Eleições regionais na Catalunha: maioria vota por alternativas independentistas
No passado domingo, 14 de Fevereiro de 2021, decorreram eleições regionais na Catalunha.
Publicado em: 18 de fevereiro de 2021
No passado domingo, 14 de Fevereiro de 2021, decorreram eleições regionais na Catalunha.
A campanha eleitoral teve, como não poderia deixar de ser, a pandemia como pano de fundo. O adiamento das eleições esteve inclusive sobre a mesa até há umas semanas atrás. Foi decidido manterem-se as eleições e existiu um esforço por parte do Governo Regional da Catalunha para que as eleições se dessem com a maior participação possível. Assim, foi permitido a votação a quem se encontrava infectado, ao contrário do que se passou por exemplo nas eleições presidenciais em Portugal, além de campanhas a apelar ao voto e que ir às urnas era seguro, a verdade é que o medo prevaleceu.
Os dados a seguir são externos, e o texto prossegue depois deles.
PR #607, opened 2020-06-18
fix: remove label from PR if automerge fails

### LINKED ISSUE #578: merge-on-green: Remove label once MoG gives up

O aumento da abstenção foi de 25% comparativamente às eleições de 2017, ou seja, houve menos 1.518.281 votantes. A própria campanha eleitoral foi marcada, como não poderia deixar de ser, por todos os cuidados sanitários o que retira força, entusiasmo e mobilização às próprias iniciativas. E se tivermos em conta as últimas eleições em 2017, que se deram num momento político marcado pelo referendo de 1 de Outubro (1O), estas foram umas eleições pouco entusiasmantes. A questão da independência, incontornável nos últimos anos, esteve muito presente como é óbvio. A perspectiva de manutenção de um Governo regional independentista e as suas duas reivindicações centrais: a questão da amnistia para os presos políticos e a realização de um novo referendo para a autodeterminação, fizeram parte da campanha. Os resultados demonstram um reforço do independentismo, embora o vencedor das eleições tenha sido o Partido Socialista da Catalunha (PSC). O PSC obteve 23,02% dos votos, o que corresponde a 33 deputados, sendo um aumento de 16 deputados em comparação com 2017. E mesmo com a abstenção o PSC foi o único partido que consegiu aumentar efectivamente o número de votos comparativamente a 2017. É um dos vencedores destas eleições. Salvador Illa, o ministro da saúde do Governo Central e militante do PSOE, foi o escolhido para encabeçar a lista do PSC e foi um trunfo que se demonstrou acertado. O crescimento do PSC deu-se à custa da descida do Ciudadanos (Ci´s), houve uma transferência de grande parte dos votos deste último para o PSC. Importa relembrar que foi precisamente o Ci´s que venceu as eleições de 2017, embora não tenha conseguido atingir uma maioria para governar.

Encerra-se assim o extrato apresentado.